I don't want to enter in a debate here, but just to share my thoughts on the subject. I've been reading quite a lot about madness lately and realised that clinical categories of psychiatric illnesses are far from being as clear as the ones for somatic illnesses.

While for a physician a symptom points to a cause in the body (pain<---bruise), in psychology, all we have are symptoms which professionals try to gather into a category. The question is: Is there such a thing as shizophrenia? I'm not saying that it doesn't exist, but just that the category is a theoretical construct (one which has greatly changed over the years) which we put as a cause (hallucination<---schizophrenia) although it is an effect of our reasoning on the symptom (And the woman in the video is very aware of this state of affairs).
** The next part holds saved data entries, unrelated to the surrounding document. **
PR #1503, opened 2019-10-28
Improve doctest and comment for maximum sub-array problem

poyea:
More examples and comment description for `max_sub_array.py`.

### DIFF
--- a/dynamic_programming/max_sub_array.py
+++ b/dynamic_programming/max_sub_array.py
@@ -2,9 +2,6 @@
 author : Mayank Kumar Jha (mk9440)
 """
 from typing import List
-import time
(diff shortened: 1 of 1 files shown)


dynamic_programming/max_sub_array.py
```diff
@@ -64,6 +71,9 @@ def max_sub_array(nums: List[int]) -> int:
 
 
 if __name__ == "__main__":
+    """
+    A random simulation of this algorithm.
+    """
```
cclauss: Let's move the `matplotlib` import down here because it is only needed in the `__main__` section and that third party library won't be imported when this file is used as a library of functions.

Psychiatrists don't really know what schizophrenia IS because it IS nothing in itself, it is not as tangible as a bruise or a bacteria which causes pain or flu.

That's why it's quite hard to talk of diagnosis and even more of misdiagnosis. The only established fact (provided she tells the truth) is that she had symptoms which she managed to get rid of through a meditative practice. Whether her case was fundamentally and essentially different from other cases (and whether all cases of schizophrenia are identical in nature) might remain a mystery for a long long time...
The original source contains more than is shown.